A big problem is that many websites and media publicizing the CF lifespan are outdated and inaccurate. The second problem is that this tends to go unnoticed. Suddenly, you think you’ve beaten the odds at only 20 years old because the lifespan says early teens. This was true, 20-30 years ago.
I just think showing an adult or child how long they should live without them asking first is crossing the line. It may not only defeat their hope, but also show them that they have no control over how long they will live, which is false information. Though it should be a choice whether you want to know or not, I just can’t figure out why anyone would want to know a life expectancy. What good can that really bring? Surely there must be a beneficial reason.
Countless times while on a website I have seen ads displayed for hundreds of different things. It wasn’t until I saw a cystic fibrosis ad that I took a second look. I had never seen this before because CF isn’t all that common and most people don’t know what it is. But there was something else that caught my eye and that’s what it said. There was a picture of a young boy and girl and it said, “Both were born with cystic fibrosis. Jena lost her battle at age 13. Eric is still fighting. DONATE NOW!” I was so disgusted with what I had just seen. It’s so degrading and disrespectful to those who live with the disease. How dare they tell a sympathy story to raise money. Displaying a child’s death is offensive and gives the wrong message. I have also seen ads showing the life expectancy as well. It is said that by showing the life span, people may feel more sympathetic and donate money to help the cause, therefore benefitting the Cystic Fibrosis Foundation. Yes, it’s great that the CF foundation is raising money and exposing awareness to many people but they are doing it in the wrong way. The ads should show an inspiring story about a child who is living a healthy life because of donations to CFF. What’s sad is that I think these ads will actually push a lot of people away.

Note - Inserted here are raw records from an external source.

PR #6192, opened 2024-07-04
Allow manual trigger when workflow paused.

### LINKED ISSUE #5963: Allow trigger-now in a paused workflow?
There is a valid use case (especially since the demise of the old `cylc submit` command for running individual tasks sans scheduler) early on in workflow development and debugging, for starting a workflow paused and then manually triggering individual tasks to run.

Currently "paused" means "don't run anything", so if you trigger a task in a paused workflow, the task won't run until the workflow gets un-paused.

I think we probably intended `cylc hold` for this sort of thing, but that doesn't do it without additional seemingly unnecessary effort: holding an already-active task (even via a "hold all" pattern) does not prevent downstream future tasks from running unless every one of those has also been specifically held.

So ... is there any good reason not to allow manual triggering (in the "run right now" sense) of tasks in a paused workflow?

See cylc/cylc-ui#1651

hjoliver:
Close #5963 

I've added the "question" label because there's some disagreement on the issue itself:

@oliver-sanders has argued that manual triggering (i.e., with immediate effect) should only be allowed with `cylc hold */*` (hold all tasks individually) and not `cylc pause` (pause the workflow).

However:
- we haven't implemented `cylc hold */*` yet, and it may not be trivial to do it
- the only solution at the moment is "hold after cycle point", which is not intuitive at all
- two primary Cylc sites have highlighted this as a must-have for operational migration - @dwsutherland, @ColemanTom
- this is very easy to implement (`+13/-7` code lines without tests) so at the very least it provides a working interim solution [UPDATE: unfortunately no longer such a small diff after a change of approach!]
- and finally, I cannot see any problem with allowing manual triggering in a paused workflow - there's nothing wrong with defining workflow pause as *pausing all **automatic** job submission*

**Check List**

- [x] [Cylc-Doc](https://github.com/cylc/cylc-doc) pull request opened if required at https://github.com/cylc/cylc-doc/pull/778

### DIFF
--- a/cylc/flow/scheduler.py
+++ b/cylc/flow/scheduler.py
@@ -478,6 +478,7 @@ class Scheduler:
                 get_workflow_test_log_path(self.workflow)))
 
         self.pool = TaskPool(
+            self.start_job_submission,
             self.tokens,
             self.config,
             self.workflow_db_mgr,
@@ -1317,9 +1318,13 @@ class Scheduler:
         # Return, if no tasks to submit.
         else:
             return False
+
         if not pre_prep_tasks:
             return False
 
+        return self.start_job_submission(pre_prep_tasks)
+
+    def start_job_submission(self, pre_prep_tasks) -> bool:
         # Start the job submission process.
         self.is_updated = True
         self.reset_inactivity_timer()
--- a/cylc/flow/scheduler.py
+++ b/cylc/flow/scheduler.py
@@ -1291,7 +1291,8 @@ class Scheduler:
 
         """
         if (
-            self.stop_mode is None
+            not self.is_paused
+            and self.stop_mode is None
             and self.auto_restart_time is None
             and self.reload_pending is False
         ):
@@ -1959,7 +1960,7 @@ class Scheduler:
         if msg:
             _msg += f': {msg}'
         LOG.info(_msg)
-        self.is_paused = self.pool.task_queue_mgr.is_paused = True
+        self.is_paused = True
         self.workflow_db_mgr.put_workflow_paused(True)
         self.update_data_store()
 
@@ -1981,7 +1982,7 @@ class Scheduler:
             return
         if not quiet:
             LOG.info("RESUMING the workflow now")
-        self.is_paused = self.pool.task_queue_mgr.is_paused = False
+        self.is_paused = False
         self.workflow_db_mgr.put_workflow_paused(False)
         self.update_data_store()
 
--- a/cylc/flow/scheduler.py
+++ b/cylc/flow/scheduler.py
@@ -1291,8 +1291,7 @@ class Scheduler:
 
         """
         if (
-            not self.is_paused
-            and self.stop_mode is None
+            self.stop_mode is None
             and self.auto_restart_time is None
             and self.reload_pending is False
         ):
@@ -1960,7 +1959,7 @@ class Scheduler:
         if msg:
             _msg += f': {msg}'
         LOG.info(_msg)
-        self.is_paused = True
+        self.is_paused = self.pool.task_queue_mgr.is_paused = True
         self.workflow_db_mgr.put_workflow_paused(True)
         self.update_data_store()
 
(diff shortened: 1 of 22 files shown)


oliver-sanders:
I would prefer to have a clean separation of play/pause and hold/release rather than crossing the concepts. I'm also not convinced by the "operational blocker" statement, especially as there is a documented workaround (i.e. this is a preference not a requirement).

However, I am quite happy to concede if this is desired.

This change shouldn't really go into a bugfix release, but it's small enough that I think it's ok to sneak it in if we really want to.

cylc/flow/task_queues/independent.py
```diff
@@ -54,7 +56,10 @@ def release(self, active: Counter[str]) -> List['TaskProxy']:
             except IndexError:
                 # deque empty
                 break
-            if itask.state.is_held:
+            if (
+                itask.state.is_held or
+                (is_paused and not itask.is_manual_submit)
+            ):
```
oliver-sanders, line 62: We would expect this functionality to work the same across all queue implementations, so we could really do with abstracting it into the base class rather than relying on each queue to implement it separately.

Idea (for future work), write some abstract tests that should hold for all queue implementations.

cylc/flow/scheduler.py
```diff
@@ -1225,8 +1225,7 @@ def release_queued_tasks(self) -> bool:
 
         """
         if (
-            not self.is_paused
-            and self.stop_mode is None
+            self.stop_mode is None
```
oliver-sanders, line 1228: > there's nothing wrong with defining workflow pause as pausing all **automatic** job submission

This has gone a little further than that one word change above as we are now continuing to process the queues whilst the workflow is running.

Over the years, the life expectancy has gone up substantially from where it was decades ago and a big reason for that is because of research and new medication. It’s important to know how far research has come. Doctors and scientists especially need to know this information. It’s a great thing knowing that we have come this far in the medical world and by comparing the life spans it has shown great promise for the future. This is the only benefit I myself have seen. This achievement might be the only thing that would give a child hope from reading the life expectancy. I hope that by the time they really grow up, that age will have increased even more and there will be nothing to fear. I look forward to the day when CF patients die of old age and not from their disease. This way, there will be no reason to ever show a life expectancy again.